This is a story from years ago. It came up as I was catching up with a screenwriter/producer friend over coffee in Santa Monica, a week or so ago. As it involves an important concept to me - one that is relevant to just about everything I do - I thought I'd relate it again:

Back when I was in the early stages of my art degree, one of my studio classes was a drawing workshop led by Professor Walker. Usually a session involved three or four hours of drawing in charcoal or pencil or ink, often with models. From time to time there was a lecture before we started working, and on one occasion we arrived in the studio to find an array of varied images tacked on the wall – ranging from student works to recognizable drawings by well-known masters. The professor announced that we'd be having a discussion before we started drawing that day, and the topic was a simple question: "Look at all these images," he said, "and I want you to tell me which ones are art."

Now this being a studio class, most of us assumed we'd be having a technical discussion, weighing the effectiveness of one technique or medium over another or judging the relative rendering ability of a particular artist and so on, and the discussion progressed largely in this manner for some time as we went around the room, each of us adding his or her thoughts.

Finally came the fairly inevitable question, and a student replies to the professor, "OK, well, you're the instructor … what's the right answer? I mean, which of these do you think is 'art?'"

Professor Walker pauses for a moment, glances back at the images on the wall, then turns to the class.

"None of this is art," he says. "These are artifacts. Evidence of the artistic process, but not art."

Art and artifact – not the same thing. This was something like a moment of Zen enlightenment for me: it instantly made so much sense, yet it is directly opposed to the view we have in our overwhelmingly materialistic society. We – artists and audiences alike – have a strong tendency to think of "art" as something tangible, something physical - something we can buy or sell or hang on our wall or show to somebody else and say "this is mine" - something that has some permanence to it, something that will last …

But it won't last, of course – nothing (no thing) will.
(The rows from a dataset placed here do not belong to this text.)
PR #194, opened 2024-12-18
refactor: create Typstyle with config and get tab spaces from config

QuadnucYard:
Although we do not mean to expose `tab_spaces` to CLI users at the moment, it is fine to use configurable values instead of magic numbers. This can also benefit lib users.

Considering that we may add more printing methods to `Typstyle` (in the upcoming partial formatting), which all require configs, I think it is better to replace the existing `width` param with config for extensibility. This is an API break.

### DIFF
--- a/crates/typstyle-core/src/pretty/mod.rs
+++ b/crates/typstyle-core/src/pretty/mod.rs
@@ -245,9 +245,9 @@ impl<'a> PrettyPrinter<'a> {
             } else {
                 self.arena.line()
             };
-            doc = (block_sep.clone() + doc).nest(2) + block_sep;
+            doc = (block_sep.clone() + doc).nest(self.config.tab_spaces as isize) + block_sep;
         } else {
-            doc = doc.nest(2);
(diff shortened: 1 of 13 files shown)


crates/typstyle-core/src/pretty/mod.rs
```diff
@@ -368,7 +371,7 @@ impl<'a> PrettyPrinter<'a> {
                 self.arena.nil()
             },
         )
-        .nest(2)
+        .nest(self.config.tab_spaces as isize)
```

Entropy will eventually prevail, and all the artifacts – the paint and canvas, the orchestral scores, the film and videotape, all the ones and zeros, everything you and I have labored to create, along with the works of Bach and the Beatles and everything locked in climate controlled vaults in the Louvre – it will all be reduced to nothingness at some stage of the heat death of the universe … maybe we're talking about the lifetime of a compact disc or DVD or archived data tapes (supposedly 100 years or so), maybe the amount of time before our civilization collapses and our cities are reduced to ruin (which may indeed take less time at the rate we're going, but that's another topic) … in any case, it all goes away, sooner or later.

Now, this can be a rather depressing thought, especially to those of us who spend countless hours attempting to create things, things that are real and lasting … longing for the moment when something is "done" and we can, perhaps, burn it to a CD or upload an mp3 and go have a drink, no longer worrying about a hard drive crash or stolen laptop destroying all our efforts …

On the other hand, if we think of things in terms of process – art, not artifact – we realize that while it can be quite satisfying to have that "finished product" – to press the CDs, or screen the film – it doesn't really matter: the "art" is already there … one could say it has already happened but to use the past tense seems incorrect: there is a timelessness about that moment of creation, that event, that spark, the nexus that is formed connecting the artist with the world, with the past, present, and future and the web of everything (a moment locked in phase or harmony with the Tao, if you will) … this is real and inviolable and cannot be taken away.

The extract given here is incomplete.